Modern slavery, defined by the NHS as ‘the recruitment, movement, harbouring or receiving of children, women or men through the use of force, coercion, abuse of vulnerability, deception or other means for the purpose of exploitation’, is thriving in the UK.
The Home Office estimate that there are currently ‘over 13,000 victims and survivors of modern slavery in the UK; 55% of these are female and 35% of all victims are trafficked for sexual exploitation’.
Given the scale of the problem, it is essential that children and family practitioners are familiar with this developing area of law.
Suitable for trainee and qualified practitioners alike, this introductory bite-size session will ensure that viewers understand what modern slavery and human trafficking is, as outlined within the Modern Slavery Act 2015.

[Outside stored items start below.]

PR #2129, opened 2026-08-03
test(session): validate H200 v1/v2 agentic parity

guapisolo:
> **Depends on:** #2128
> Stacked on the parent PR's branch. Review / merge the parent first.

## Summary

Add deterministic H200 proof that v2 drop-retries matches v1 training payloads bitwise.

## Motivation

V2 with `drop_retries` must produce exactly the same collected samples as v1 on the linear agentic path, including a real weather-tool interaction rather than a non-agentic shortcut.

## Usage

Run `pytest -q -s tests/e2e/sglang/test_session_v1_v2_parity.py` on an H200 host with the Qwen3-8B checkpoint available.

## Design Notes

- **Key choices:** The test starts SGLang with FA3.
- Generation runs in deterministic mode.
- One fixed seed drives 16 weather-tool samples through both versions.
- The assertion compares canonical training payload fields recursively and bitwise.

## Verification

- **Tests added:** `test_qwen3_8b_h200_fa3_agentic_v2_drop_retries_matches_v1_training_payload_bitwise` passed on NVIDIA H200 in 62.19 seconds.

## Review Focus

- Scrutinize `_build_input_samples` for its fixed test-input contract.
- Scrutinize the parity projection for complete training-payload coverage.
- Scrutinize the weather-tool path for identical v1/v2 interactions.

PR #2536, opened 2026-08-14
Carry the rollout id on both agentic paths

fzyzcjy:
## What breaks

- `tests/e2e/sglang/test_session_v1_v2_parity.py::test_qwen3_8b_h200_fa3_agentic_v2_drop_retries_matches_v1_training_payload_bitwise` fails on `main`:

```
AssertionError: sample.rollout_id is not bitwise equal
left = None, right = 0, path = 'sample.rollout_id'
```

- It is not flaky and not environment-dependent. The scheduled run on `main` reproduces it: [31715141995](https://github.com/radixark/miles/actions/runs/31715141995) → [`stage-c-2-gpu-h200 (0)`](https://github.com/radixark/miles/actions/runs/31715141995/job/94499981993), `Test Summary: 4/5 passed`.

## Root cause

- `miles/rollout/generate_hub/agentic_tool_call.py` stamps the rollout id **only** on the v2 branch:

```python
    samples = result.samples
    if use_v2:
        rollout_id = input.sample.rollout_id if input.sample.rollout_id is not None else input.sample.index
        assert rollout_id is not None, "v2 agentic samples require input Sample.rollout_id or Sample.index"
        for sample in samples:
            sample.rollout_id = rollout_id
```

- So v1 leaves `sample.rollout_id` at `None` while v2 sets it to the index. The parity test compares every field of the training payload, so the two paths are structurally unable to agree on this one.
- The two halves landed independently and were never reconciled:

| Change | Date | Effect |
| --- | --- | --- |
| #2129 `test(session): validate H200 v1/v2 agentic parity` | 2026-08-05 | Adds the bitwise parity test over all payload fields |
| #2368 `fix(rollout): group session v2 leaf samples` | 2026-08-11 | Adds the v2-only `sample.rollout_id` stamping |

- The rollout id is sample identity, not a v2 concept — nothing about it is specific to the session-server path.

## The fix

- Hoist the derivation out of the branch, keep the assertion where it was, and stamp whenever a value is derivable:

```python
    samples = result.samples
    rollout_id = input.sample.rollout_id if input.sample.rollout_id is not None else input.sample.index
    if use_v2:
        assert rollout_id is not None, "v2 agentic samples require input Sample.rollout_id or Sample.index"
    if rollout_id is not None:
        for sample in samples:
            sample.rollout_id = rollout_id
```

- **v2 is byte-identical in behaviour**: the same assertion still guards only that path, and `rollout_id` is non-`None` there by construction, so the new `if` is always taken.
- **v1 gains the stamp only when derivable**: if neither `rollout_id` nor `index` is set, v1 keeps its current behaviour rather than acquiring a new failure mode.

## Evidence

- The same change, applied on a chain based on `6033ac0eaf`, turns that lane green: [`stage-c-2-gpu-h200 (0)`](https://github.com/radixark/miles/actions/runs/31685938763) went from `Enabled 5 test(s)` → `4/5 passed` to `Enabled 5 test(s)` → **`5/5 passed`**, running 51 minutes, so it is a real pass rather than a skipped or no-op lane.
- `ruff check miles/rollout/generate_hub/agentic_tool_call.py` passes.

## Note for reviewers

- #2347 edits the same guard to `if use_v2 and len(samples) > 1:` for an unrelated reason. Whichever lands second will need a trivial rebase; the two intents are compatible, since the condition being narrowed there is the stamping loop rather than the derivation.

### DIFF
--- a/miles/rollout/generate_hub/agentic_tool_call.py
+++ b/miles/rollout/generate_hub/agentic_tool_call.py
@@ -114,11 +114,10 @@ async def generate(input: GenerateFnInput) -> GenerateFnOutput:
         return GenerateFnOutput(samples=[sample] if use_v2 else sample)
 
     samples = result.samples
-    # FIXME: handle sample index issues.
-    rollout_id = input.sample.rollout_id if input.sample.rollout_id is not None else input.sample.index
-    if use_v2:
+    if use_v2 and len(samples) > 1:
+        # FIXME: handle sample index issues.
+        rollout_id = input.sample.rollout_id if input.sample.rollout_id is not None else input.sample.index
         assert rollout_id is not None, "v2 agentic samples require input Sample.rollout_id or Sample.index"
-    if rollout_id is not None:
         for sample in samples:
             sample.rollout_id = rollout_id
     if not use_v2:
--- a/miles/rollout/generate_hub/agentic_tool_call.py
+++ b/miles/rollout/generate_hub/agentic_tool_call.py
@@ -114,10 +114,11 @@ async def generate(input: GenerateFnInput) -> GenerateFnOutput:
         return GenerateFnOutput(samples=[sample] if use_v2 else sample)
 
     samples = result.samples
+    # FIXME: handle sample index issues.
+    rollout_id = input.sample.rollout_id if input.sample.rollout_id is not None else input.sample.index
     if use_v2:
-        # FIXME: handle sample index issues.
-        rollout_id = input.sample.rollout_id if input.sample.rollout_id is not None else input.sample.index
         assert rollout_id is not None, "v2 agentic samples require input Sample.rollout_id or Sample.index"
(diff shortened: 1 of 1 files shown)


guapisolo:
Rebased fix direction after #2347: this branch now keeps `rollout_id=None` for v1 and v2 singleton results, and assigns a shared rollout ID only to v2 multi-leaf results via `if use_v2 and len(samples) > 1`.

This preserves ordinary postprocessing, including sample-count trimming and dynamic-global-batch metadata, while retaining v2 leaf grouping. Focused verification passed: `tests/fast/rollout/generate_hub/test_agentic_v2.py` (`7 passed`) and Ruff on `agentic_tool_call.py`.

The PR description still describes the superseded v1-stamping approach; this comment records the final behavior instead.

guapisolo (approved):
Do changes to align with session server v2 design

PR #2538, opened 2026-08-14
release: miles version release workflow

yueming-yuan:
## Summary

Add a CI-gated Miles release workflow with pinned dependencies and official Docker images.

## Motivation

An official Miles release must preserve the exact Miles, SGLang, and Megatron-LM sources that passed CI. Before this change, CI could not run the full release scope against an arbitrary release ref or carry that frozen triplet through branch cut, hotfix, tag, and image publication, leaving maintainers without one reproducible supported path.

## Usage

Follow `docs/ci/04-release.md` from the base-version bump through image verification. The core dispatches use the frozen release branch and its verified SHA:

```bash
gh workflow run release-branch-cut.yml -f branch_name="release/v${BASE_VERSION}"
gh workflow run release-tag.yml -f version="${EXACT_VERSION}" -f ref="${RELEASE_SHA}"
```

## Design Notes

- `release-lock.json` stores the pinned dependency SHAs used by a release branch.
- `cadence=release` runs the full CI scope on the requested ref without writing the rolling performance baseline.
- `release-tag.yml` requires `release-ci=success` before dispatching official image builds from the verified tag.

## Verification

- Full 26-file PR surface: all applicable `pre-commit` hooks passed on commit `027222b8ffc4a6208873214ec9620809c61fae4c`.
- `pytest -q tests/ci/test/test_run_suite.py`: 83 passed.
- Workflow YAML and `docs/docs.json` parsing passed; `python3 scripts/tools/sync_example_docs.py --check` exited 0.

## Review Focus

- `release-tag.yml`: confirm the frozen branch-tip operator check closes the gap between `release-ci` validation and tag publication.
- `release-docker.yml`: confirm manual retries keep `version` and `ref` paired because the workflow does not cross-check them.


.github/workflows/release-tag.yml
```diff
@@ -0,0 +1,140 @@
...
+            echo "::error::The newest branch-cut run for '$REF' concluded '$CONCLUSION', not success: $RUN_URL"
+            exit 1
+          fi
+          # A run older than the branch tip tested a stale tip (e.g. a
+          # cherry-pick landed after it) — require a fresh full run.
+          if ! python3 -c "
+          import sys, datetime as dt
+          run = dt.datetime.fromisoformat(sys.argv[1].replace('Z', '+00:00'))
+          tip = dt.datetime.fromisoformat(sys.argv[2])
+          sys.exit(0 if run > tip else 1)" "$CREATED" "$TIP_TIME"; then
```
guapisolo: [P1] Bind the gate to the commit this run tested

The first release-branch-cut run is created before its cut-release-branch job commits release-lock.json. Consequently CREATED is earlier than TIP_TIME, so this check rejects the very first successful cut run and contradicts the summary telling maintainers to tag after it. Please record and compare the exact post-cut SHA (or otherwise account for the lockfile commit) rather than using run creation time.

.github/workflows/pr-test.yml
```diff
@@ -163,7 +198,9 @@ jobs:
         shell: bash
         env:
           PR_BODY: ${{ github.event.pull_request.body || '' }}
-          INPUT_CI_IMAGE_TAG: ${{ github.event.inputs.ci_image_tag || '' }}
+          # workflow_call image_tag (a frozen release-CI tag) outranks the
+          # dispatch input, which only exists on manual runs anyway.
+          INPUT_CI_IMAGE_TAG: ${{ inputs.image_tag || github.event.inputs.ci_image_tag || '' }}
```
guapisolo, line 203: [P1] Rebuild release images after Docker hotfixes

A workflow_call inherits the caller workflow_dispatch event, so docker-paths has no pull_request.base.sha and writes changed=false; inputs.image_tag then forces the original frozen image. If a Dockerfile/build patch is cherry-picked onto the release branch and release-branch-cut is re-dispatched, CI tests the old image while release-docker later publishes a newly built, untested image. Please build and test an image from the release ref, or explicitly reject Docker-related cherry-picks.

guapisolo (approved):

guapisolo (approved):
need handle permission issue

Solicitor and lecturer Safda Mahmood will examine key sections of the Modern Slavery Act 2015, a crucial piece of legislation which not only consolidated existing slavery offences thereby making it easier to prosecute traffickers but also increased sentences for slavery offences.
In addition, Safda will explore when a child is the victim of trafficking and how their inability to give consent removes the need for violence, coercion or deception to be present in order to prove an offence. The Modern Slavery Act 2015’s introduction of child trafficking advocates to better protect trafficked children will also be discussed.